Best development path


We are just getting started with CUDA app development for Jetson TX1 board. What’s the best development path for this? Cross-compilation or Native?

If cross-compilation is used, is there any specific tutorial that we can use to set-up Nsight on a 64-bit Ubuntu host?

I have searched around on the forum and have not found a strong response for the same.

Thank you!

For kernel build you really need cross-compile (the next L4T release may change this). I believe CUDA development in user space is probably easiest directly on JTX1 (my opinion…others may be set up for convenient cross-development from a desktop host).

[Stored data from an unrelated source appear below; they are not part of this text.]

PR #849, opened 2023-08-30
feat: spacelift/worker-pool can fully name and re-use iam role

dudymas:
## what

- aws-teams supports setting `allowed_roles` for a team, adding trust to roles in other accounts.
- add version var to `spacelift/worker-pool` to allow refreshing instances
- update remote-state in `spacelift/worker-pool` to make sure `enabled=false` doesn't break terraform.

## why

- better support for tfstate permissions
- allows configuring spacelift in teams as follows:
```
          spacelift:
            <<: *user-template
            role_description: Team for our privileged Spacelift server
            role_policy_arns:
            - team_role_access
            aws_saml_login_enabled: false
            allowed_roles:
              core-auto:
                - spacelift-worker-pool
            trusted_teams:
              - devops
              - managers
            trusted_role_arns: []
```


modules/spacelift/worker-pool/remote-state.tf
```diff
@@ -36,9 +36,9 @@ module "spaces" {
   version = "1.5.0"
 
   component   = var.spacelift_spaces_component_name
-  environment = try(var.spacelift_spaces_environment_name, module.this.environment)
-  stage       = try(var.spacelift_spaces_stage_name, module.this.stage)
-  tenant      = try(var.spacelift_spaces_tenant_name, module.this.tenant)
+  environment = try(var.spacelift_spaces_environment_name, var.environment)
+  stage       = try(var.spacelift_spaces_stage_name, var.stage)
+  tenant      = try(var.spacelift_spaces_tenant_name, var.tenant)
```
milldr, line 41: I could be missing the intention, but we should not need this or any of the following changes from `module.this.tenant/stage/environment` to `var.tenant/stage/environment`

The `spacelift/worker-pool` component has a given tenant, stage, and environment. `module.this` will take those values as default. 

However, since `spacelift/worker-pool` is deployed in `core-use2-spacelift`, we need to specify a different tenant, stage, and environment for where to find `account-map`. That's the purpose of `var.account_map_tenant_name`, `var.account_map_stage_name`, and `var.account_map_environment_name` Similarly, `spacelift/spaces` has a unique stack. We also already have variables to specify where that is: `var.spacelift_spaces_{tenant/stage/environment}_name`.

What's the purpose of these new variables that `var.account_map_{tenant/stage/environment}_name` and/or `var.spacelift_spaces_{tenant/stage/environment}_name` do not accomplish?

milldr (changes requested):

modules/spacelift/worker-pool/variables.tf
```diff
@@ -202,14 +202,49 @@ variable "spacelift_domain_name" {
   default     = "spacelift.io"
 }
 
+variable "create_role" {
+  type        = bool
+  description = "Whether to create an IAM role for the worker pool"
```
milldr, line 207:
```suggestion
  description = "Whether or not to create an IAM role for the worker pool"
```

modules/spacelift/worker-pool/iam.tf
```diff
@@ -4,7 +4,7 @@ module "iam_label" {
 
   attributes = var.iam_attributes
 
-  context = module.this.context
+  context = merge(module.this.context, var.iam_context)
```
milldr, line 7:
```suggestion
  tenant = var.teams_tenant_name
  stage = var.teams_stage_name
  environment = var.teams_environment_name
  
  context = module.this.context
```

Here’s a thread which lightly touches on the specifics of cross-compiling a kernel for JTX1:

Knowledge you may find useful is that currently L4T user space is 32-bit, but kernel is 64-bit, which is why two compilers are used during kernel builds, but only one compiler is used during user space build. Add to this that the next L4T release (I don’t know when that is) will put everything into 64-bit (both kernel space and user space), and you’ll be back to using a single compiler for everything (I imagine there will be significant performance improvements too).

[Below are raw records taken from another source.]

PR #853, opened 2023-09-01
ref: remove allowed_roles from teams_config

dudymas:
## what

- remove `allowed_roles` from `teams_config` in `aws-teams`

## why

- roles shouldn't be allowed to assume teams. And exceptions must be specified
in trusted arns list


Nuru:
One can debate the usefulness of this feature, or argue that it is a bad idea to allow a role to assume a team, but I see nothing inherently wrong about having this feature available, and it is possible someone is using it, so I am rejecting this PR as `wontfix`.

PR #862, opened 2023-09-21
Update README.md

noeljackson:
Include examples for numbers, and long strings, such as DKIM records.

## what

examples for records starting with numbers, or DKIM records with long values

## why

We faced issues with the existing examples


milldr (approved):
LGTM! thanks for updating these docs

Thank you for that information! It is helpful to know that current user space is 32-bit.

We had a Ubuntu host cross-compilation set-up for TK1 through Nsight CUDA and were able to utilize that set-up again for TX1. Though Nsight has difficulty pushing the locally built executable to remote platform, we just scp it to TX1 at the moment.

Currently Ubuntu’s graphical features are up and running but it is better for us to go back to headless configuration for accurate benchmarking of CUDA applications. Is it possible to do so in a revertible fashion?

Thank you!

This URL may seem unrelated, but notes on remote execution and complications with CUDA apply for your case:

If you can run remote execution without passing through an X11 DISPLAY to your desktop, headless should be fine. If your program executes with error and complains when no DISPLAY variable is set (such as ssh with no “-X” and no “-Y”), then probably native execution and display on Jetson is required for accurate benchmarking.

Thank you for the post and notes!

We do more of non-graphical applications hence headless is preferred. I was able to add a Screen entry to xorg.conf to get to a terminal based interface. When I run tegrastats, I can see GPU staying at 0% until our application kicks in.

I recently got my first TX1, and I’m finding compiling locally on the TX1 or crosscompiling on even a eight-core linux box prohibitively slow. Some time this week I’ll be setting up a proper cross-compilation environment to run on AWS, so I can fire up a 32-core instance, build, transfer, then shut down.

I’ve done this for the Raspberry Pi, and it has been a life saver; the whole kernel (+modules, of course) compiles in about 4 minutes.

If there is interest, I’ll share the AMI and/or instructions on how to set one up.